On the occasion of Gitana’s 150th anniversary, a family lineage of racing yachts initiated in 1876, Olivia de Rothschild, Artistic Director of Caron, chose to celebrate a saga unlike any other, driven by values with which she deeply identifies: A determination and a drive to go beyond, shaped by deliberate sidesteps and innovation placed in the service of progress. This spirit finds a particular resonance in Caron’s history, and more specifically in Pour Un Homme.
A foundational tension
In 1876, on Lake Geneva, Julie de Rothschild inaugurated a racing yacht she named La Gitana. At a time when sailing remained largely a male dominated field, she chose speed, rigor, andc ompetition. Her gesture asserted both audacity and intellectual independence, shifting established boundaries. From the outset, driven by the imperative to go beyond limits, this momentum carried forward across generations. Each new vessel reexamines the previous one, innovating further, refining its line, recalibrating its course.

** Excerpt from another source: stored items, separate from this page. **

PR #33012, opened 2025-09-18
fix(core): accept fenced JSON in tool call arguments

TokuiNico:
### Summary
Accept Markdown-fenced JSON in tool call arguments when using with_structured_output. This aligns the structured-output path with the robustness already present in PydanticOutputParser, while keeping strictness for incomplete payloads.

### Changes
- Use parse_json_markdown in parse_tool_call for the non-partial path (no partial fill). 
- Keep strict json.loads under the hood; malformed/incomplete JSON still raises.
- Add unit tests covering:
  - Normal JSON
  - Fenced JSON
  - Incomplete JSON (expected to error)

### Rationale
- Models may wrap JSON in ```json ... ``` fences. PydanticOutputParser already tolerates this via parse_json_markdown; with_structured_output should behave similarly so users get consistent parsing across pathways.
- We deliberately avoid parse_partial_json here to prevent accidentally accepting truncated tool arguments.

### Testing
- All core unit tests pass locally. The new tests specifically verify:
  - Normal JSON parses successfully
  - Fenced JSON parses successfully
  - Incomplete JSON raises OutputParserException

### Backwards Compatibility
- No API changes. For already-valid JSON arguments, behavior is unchanged. This only increases robustness for fenced JSON content.


ccurme (commented):
I'm not sure we want to do this, `parse_json_markdown` is using regex under the hood to parse patterns that were generated in legacy (pre tool-calling) agents.

Would you mind opening an issue explaining in what contexts you've seen this? I'm curious about how often / in what contexts models will populate markdown in tool call arguments.

PR #33021, opened 2025-09-19
feat: (v1) server tool call and result types

ccurme:
- Replaces dedicated types for `WebSearchCall`, `WebSearchResult`, `CodeInterpreterCall`, `CodeInterpreterResult` with monolithic `ServerToolCall` and `ServerToolResult`
- Implements `ServerToolCallChunk` for streaming partial arguments
- Full support on Anthropic and OpenAI


libs/core/langchain_core/messages/block_translators/anthropic.py
```diff
@@ -270,159 +270,102 @@ def _iter_blocks() -> Iterable[types.ContentBlock]:
...
-                            web_search_call["extras"][key] = value
-                    yield web_search_call
-
-                elif block.get("name") == "code_execution":
-                    code_interpreter_call: types.CodeInterpreterCall = {
-                        "type": "code_interpreter_call"
+                else:
+                    server_tool_call_chunk: types.ServerToolCallChunk = {
+                        "type": "server_tool_call_chunk",
+                        "args": block.get("partial_json", ""),
```
ccurme, line 287: It does seem risky to infer that `input_json_delta` types, if there are no accompanying tool calls on the AIMessageChunk, are server tool call chunks. But I haven't found a counterexample to this.

libs/core/langchain_core/messages/block_translators/anthropic.py
```diff
@@ -270,159 +270,149 @@ def _iter_blocks() -> Iterable[types.ContentBlock]:
...
+                    known_fields = {"type", "name", "input", "id", "index"}
+                    _populate_extras(server_tool_call, block, known_fields)
+                    if "index" in block:
+                        server_tool_call["index"] = block["index"]
+
+                    yield server_tool_call
 
-                code_interpreter_output: types.CodeInterpreterOutput = {
-                    "type": "code_interpreter_output"
+            elif block_type in (
```
ccurme: should we replace this with `block_type.endswith("_tool_result")`, to catch new block types?

libs/core/langchain_core/messages/block_translators/anthropic.py
```diff
@@ -270,159 +270,149 @@ def _iter_blocks() -> Iterable[types.ContentBlock]:
...
+                    }
+                    if "index" in block:
+                        server_tool_call_chunk["index"] = block["index"]
+                    yield server_tool_call_chunk
 
-                    if "id" in block:
-                        web_search_call["id"] = block["id"]
+            elif block_type == "server_tool_use":
+                if block.get("name") == "code_execution":
+                    server_tool_use_name = "code_interpreter"
```
hntrl, line 295: how come this is needed?

libs/core/langchain_core/messages/block_translators/openai.py
```diff
@@ -713,21 +713,27 @@ def _iter_blocks() -> Iterable[types.ContentBlock]:
...
-                if (
-                    "action" in block
-                    and isinstance(block["action"], dict)
-                    and block["action"].get("type") == "search"
-                    and "query" in block["action"]
-                ):
-                    web_search_call["query"] = block["action"]["query"]
+
+                sources: Optional[dict[str, Any]] = None
+                if "action" in block and isinstance(block["action"], dict):
```
hntrl, line 726: this might just be my inability to read python code, but what are we doing with this sources dict?

libs/core/langchain_core/messages/block_translators/openai.py
```diff
@@ -736,55 +742,227 @@ def _iter_blocks() -> Iterable[types.ContentBlock]:
...
+                if file_search_output := block.get("results"):
+                    file_search_result["output"] = file_search_output
+
+                status = block.get("status")
+                if status == "failed":
+                    file_search_result["status"] = "error"
+                elif status == "completed":
+                    file_search_result["status"] = "success"
+                elif status:
+                    file_search_result["extras"] = {"status": status}
```
hntrl, line 801: nit: is this important to have? can we just be smart about populating status on openAI's end?

libs/core/langchain_core/messages/block_translators/openai.py
ccurme: the openai type has `action`, where one of the allowed values is a search:
```python
class ActionSearch(BaseModel):
    query: str
    """The search query."""

    type: Literal["search"]
    """The action type."""

    sources: Optional[List[ActionSearchSource]] = None
    """The sources used in the search."""
```
here I take out the `sources` and put them on the tool output, below. then the rest of the fields (query, type) I put in `args`.

libs/core/langchain_core/messages/block_translators/openai.py
ccurme: status here can be
```
"in_progress", "searching", "completed", "incomplete", "failed"
```
I'm not sure in what contexts some of these would show up. but how else would we reconstruct the original value if they don't hitch a ride on the block somewhere? I might not be following.

libs/core/langchain_core/messages/block_translators/anthropic.py
ccurme: it's not, but makes it consistent with openai. I think with just this change the values for `name` and `args` for both web search and code interpreter are consistent for openai and anthropic.

libs/core/langchain_core/messages/block_translators/anthropic.py
hntrl: Would it be radical to say that we should make `server_tool_call_chunk` a first class citizen inside of `message.tool_call_chunks`? E.g. either making that field be a union of `ToolCallChunk | ServerToolCallChunk`, or adding a `type` field to ToolCallChunk

libs/core/langchain_core/messages/block_translators/anthropic.py
hntrl: I'm fine to do this, but I should say I can see some confusion coming up if the way we tell people to use the tool is by specifying `code_execution`, but the corresponding content block takes on the form of `code_interpreter`

Screenshot 2025-09-19 at 7 41 35 PM

hntrl: Also side Q: should we be telling people the way to consume these tool outputs is by using `.content_blocks` in docs? (I guess this is a broader discussion if we want to default to `.content_blocks` instead of `.content` in docs)

libs/core/langchain_core/messages/block_translators/anthropic.py
hntrl: yeah I think we should

libs/core/langchain_core/messages/block_translators/openai.py
hntrl: Does it make more sense to add a `.artifact` property on `ServerToolResult`, shove the raw model output there, and then use that instead of the server tool call object when we format it? I see the need for this, but I am partial to limiting the amount of magic we do when it comes to server tools

libs/core/langchain_core/messages/block_translators/anthropic.py
ccurme: what's the motivation? I was concerned about `input_json_delta` blocks that are neither tool calls nor server tool use.

libs/core/langchain_core/messages/block_translators/anthropic.py
ccurme: that's fair. my bias is to define standard types for web search + code interp tools and accept those as well in `bind_tools`. so then it would be consistent.

in docs updates I've been using `content_blocks` unless it's mostly non-standard (after the move to ServerToolCall there's very few non-standard).

libs/core/langchain_core/messages/block_translators/openai.py
ccurme: The only thing we're standardizing at the moment on `ServerToolResult` is `tool_call_id` and `status`. Most of the data is in `output`, and it can be pretty large (e.g., web search with Anthropic can return encrypted content for many sources). So I'm reluctant to duplicate it in `artifact`.

mdrxy (approved):

PR #33025, opened 2025-09-20
fix(core): Resolve `aadd_texts() got multiple values for keyword argument 'ids'`

qizwiz:
This PR fixes Issue #32283 where calling aadd_documents() with an ids parameter would cause a ValidationError due to parameter duplication.

## Issue

When users call:
```python
await vector_store.aadd_documents(documents, ids=["custom_id_1", "custom_id_2"])
```

They get the error:
```
TypeError: aadd_texts() got multiple values for keyword argument 'ids'
```

## Root Cause

The issue is in `VectorStore.aadd_documents()` where the method was passing the `ids` parameter both positionally and in `**kwargs` to `aadd_texts()`, causing Python to raise the duplication error.

## Solution

The fix extracts the `ids` parameter from `kwargs` before passing it to `aadd_texts()`, preventing the duplication while maintaining backward compatibility.

## Testing

Added a comprehensive test case that verifies:
1. `aadd_documents` works correctly with custom ids parameter
2. `aadd_documents` still works without ids parameter (backward compatibility)
3. The fix prevents the TypeError from occurring

## Impact

This is a backward-compatible bug fix that resolves a critical issue preventing users from specifying custom IDs when using async document addition with vector stores.

Fixes #32283


libs/core/langchain_core/vectorstores/base.py
```diff
@@ -307,7 +319,9 @@ async def aadd_documents(
 
             texts = [doc.page_content for doc in documents]
             metadatas = [doc.metadata for doc in documents]
-            return await self.aadd_texts(texts, metadatas, **kwargs)
+            # Extract ids from kwargs to avoid duplication with positional parameter
```
eyurtsev, line 288: Hi @qizwiz thanks for the PR. I don't quite see why this is fixing the issue. Could you add a unit test that reproduces the problem?

mdrxy:
Thanks for the contribution!

Thanks again! 🙏

PR #33062, opened 2025-09-23
chore(langchain_v1): remove union return type in init_embeddings

eyurtsev:
Fix the return type of init_embeddings


sydney-runkle (approved):
Wonderful!

PR #1652, opened 2020-04-14
Make `gpi_iterator_hdl` objects natively iterable

eric-wieser:
This saves some python wrapping and some argument parsing

Follow up to #1540.

This removes `cocotb.simulator.next(iterator_hdl)`, which is now just spelt `next(iterator_hdl)`.


imphil:
(Merge once CI passes.)

PR #1653, opened 2020-04-14
Move simulator module methods to instance methods

eric-wieser:
Another follow-up to #1540 and #1652

This changes instances of `simulator.some_function(some_handle, args)` to `some_handle.some_function(args)`.

This removes a lot of type-checking from our code, making it significantly shorter.

cc @ktbarrett, who expressed some concerns about doing this, I think regarding #1332 (and therefore also @mballance).

Edit: Both are in approval of this patch, so looks like this is good to go.

### DIFF
--- a/cocotb/handle.py
+++ b/cocotb/handle.py
@@ -77,14 +77,14 @@ class SimHandleBase:
         self._sub_handles = {}  # Dictionary of children
         self._invalid_sub_handles = set()  # Set of invalid queries
 
-        self._name = simulator.get_name_string(self._handle)
-        self._type = simulator.get_type_string(self._handle)
+        self._name = self._handle.get_name_string()
+        self._type = self._handle.get_type_string()
         self._fullname = self._name + "(%s)" % self._type
         self._path = self._name if path is None else path
         self._log = SimLog("cocotb.%s" % self._name)
         self._log.debug("Created")
-        self._def_name = simulator.get_definition_name(self._handle)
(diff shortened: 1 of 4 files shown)


mballance:
I really like this approach, and believe it will simplify implementation of #1332, since the core simulator API will be smaller.

eric-wieser:
I'm glad to hear that, since it was your PR which motivated this change in the first place.

ktbarrett:
I like this a lot. I can see that it won't increase the complexity of a mock out, so I have no concerns. One general comment is renaming all the methods, we don't need "get" and "set" in all the names.

I'd like it if we didn't have to name the types in `set_signal_value_long`, but there are a bunch of issues with that. pybind11 would make that easier as well.

eric-wieser:
> One general comment is renaming all the methods, we don't need "get" and "set" in all the names.

Whether or not I agree with that, I was trying to minimize the impact of this patch, and renames would have thwarted my find and replaces (especially since I had to write this multiple times, it wasn't readily rebaseable onto the C++ version of #1540 that got merged).

Perhaps best to leave renames to a follow up?

> I'd like it if we didn't have to name the types in `set_signal_value_long` etc. However, there are a bunch of issues following that.

All that would really achieve is moving the type-dispatching from the python code where it's easy to write to the C code where it's hard to write. In practice the dispatching is complex anyway, as python integers end up needing to be passed to `binstr` if they're too long.

PR #1658, opened 2020-04-16
Tidy python bindings in the endian_swapper example

eric-wieser:
See individual commit messages.

It's possible but unlikely that this solves @ktbarrett's bug report from gitter, https://gitter.im/cocotb/Lobby?at=5e977cf563e7b73a5fda24af

### DIFF
--- a/examples/endian_swapper/cosim/io.c
+++ b/examples/endian_swapper/cosim/io.c
@@ -113,7 +113,6 @@ int IOWR(unsigned int base, unsigned int address, unsigned int value)
     return 0;
 }
 
-#if PY_MAJOR_VERSION >= 3
 static struct PyModuleDef io_module =
 {
     PyModuleDef_HEAD_INIT,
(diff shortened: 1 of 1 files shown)


examples/endian_swapper/cosim/io.c
```diff
@@ -36,84 +36,78 @@
...
-    if (PyErr_Occurred())
-        PyErr_Print();
-
     Py_DECREF(rv);
-    Py_DECREF(call_args);
-
     return 0;
 }
 
-#if PY_MAJOR_VERSION >= 3
```
eric-wieser, line 116: xref #1289

themperek:
Same error for me whit swig 2.0.10

themperek:
Maybe we should run this test only in CI for now since documentation point to this as the first things to do and it is has many issues not related to what is important.

eric-wieser:
Agreed, the big issue with this example right now is that it's the one we point users to first.

imphil:
To keep this PR focused I moved the discussion beyond that to https://github.com/cocotb/cocotb/issues/1660.

Issue #1657, opened 2020-04-16
Add type checking to SimHandle non-blocking writes


ktbarrett:
When using `setimeddiatevalue` to set a signal's value, it does type checking to ensure it can pass a valid value to the C layer. However, the non-blocking write methods `value` and the syntax `<=` depend upon the type checking in `setimmediatevalue`. If these non-blocking writes are scheduled, the type checking it not done immediately. The exception will throw in the internal writer coroutine instead of at the use site.

Given this code:

```python
@cocotb.test()
async def test_breaks(dut):
    dut.stream_in_data <= "wrong type"
    await cocotb.triggers.Timer(10)
```

I get this stacktrace:
```
Traceback (most recent call last):
  File "/home/kaleb/dev/cocotb/cocotb/scheduler.py", line 260, in _do_writes
    handle.setimmediatevalue(value)
  File "/home/kaleb/dev/cocotb/cocotb/handle.py", line 648, in setimmediatevalue
    .format(type(value), value))
TypeError: Unsupported type for value assignment: <class 'str'> ('wrong type')
```

Move type/value checking for a given `SimHandle` subtype into a central function and use it in all write methods.

eric-wieser:
My fear is it's worse than that, and all future writes fail because the writing thread crashed

ktbarrett:
In the writer coroutine I'm guessing we should catch, log, and squash?

eric-wieser:
I have a better plan, which I started prototyping but don't have time today to finish. The idea would be to queue the fully-processed simulator calls from `handle.py`, with no further checks or computations. I'll push it to a branch for you to take a look.

PR #1661, opened 2020-04-16
Ensure errors happen immediately when using delayed assignment

eric-wieser:
Fixes gh-1657.

This possibly results in the docs being a bit less useful, as now every handle type has a `.value` property with exactly the same documentation. The documentation would be a lot more useful with https://github.com/sphinx-doc/sphinx/issues/7383, but alas that's probably a way off.

### DIFF
--- a/cocotb/scheduler.py
+++ b/cocotb/scheduler.py
@@ -229,8 +229,8 @@ class Scheduler:
         # Our main state
         self._mode = Scheduler._MODE_NORMAL
 
-        # A dictionary of pending writes
-        self._writes = _py_compat.insertion_ordered_dict()
+        # A list of pending (write_func, args)
+        self._write_calls = []
 
         self._pending_coros = []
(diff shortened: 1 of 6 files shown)


cocotb/scheduler.py
```diff
@@ -503,7 +503,8 @@ def unschedule(self, coro):
                 e = remove_traceback_frames(e, ['unschedule', 'get'])
                 self._test.abort(e)
 
-    def save_write(self, handle, value):
+    def _schedule_write(self, handle, write_func, *args):
+        """ Queue `write_func` to be called on the next ReadWrite trigger. """
```
cmarqu, line 507:
```suggestion
        """ Queue *write_func* to be called on the next ReadWrite trigger. """
```

eric-wieser:
@ktbarrett, mind looking over this too, since it sounds like you thought about it as well?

In 1934, Ernest Daltroff, perfumer and founder of the House, composed Pour Un Homme, one of the very first men’s fragrances, in an olfactory landscape then feminine. In this creation, born from a radical gesture that at odds with the conventions of its time, he united the vivid freshness of lavender with the enveloping warmth of vanilla, a note then largely associated with the feminine olfactory imagination. This encounter established the fragrance’s singularity, giving it its inherent tension and its disruptive force.
The dialogue between Gitana 18 and Pour Un Homme offers a particularly striking expression of this. A new-generation transoceanic trimaran, Gitana 18 is designed to transcend its own weight and take flight offshore. Between sea and air, between the vessel’s mass and its lift, its unfolds at sea, sustained by constant tension. Pour Un Homme similarly derives its uniqueness from a balance of contrasts, between freshness and warmth, between masculine and feminine. Once again, everything resides in this tension brought to its point of equilibrium
The body confronting the machine
To embody this tension, Olivia de Rothschild chose Bastien Dausse, a dancer and acrobat whose work develops through interaction with apparatuses designed to challenge the perception of gravity. In his practice, movement emerges from a close dialogue between the softness of gesture and the tension of the machine, between an impression of weightlessness and extreme technical precision. Suspended from the sails of this trimaran engineered to take flight offshore, his body translates this interplay of tensions into motion, extending its impulse and inheriting its rigor. Through him, the discipline of movement responds to the precision of the machine, in a relationship of control reminiscent of the dialogue with the trimaran, a conquered lightness reveals itself, born of mastery carried to its highest level.
At the core of these resonances lies a shared determination: to move beyond established lines, to make innovation a force for progress, and ultimately to open a space of liberation.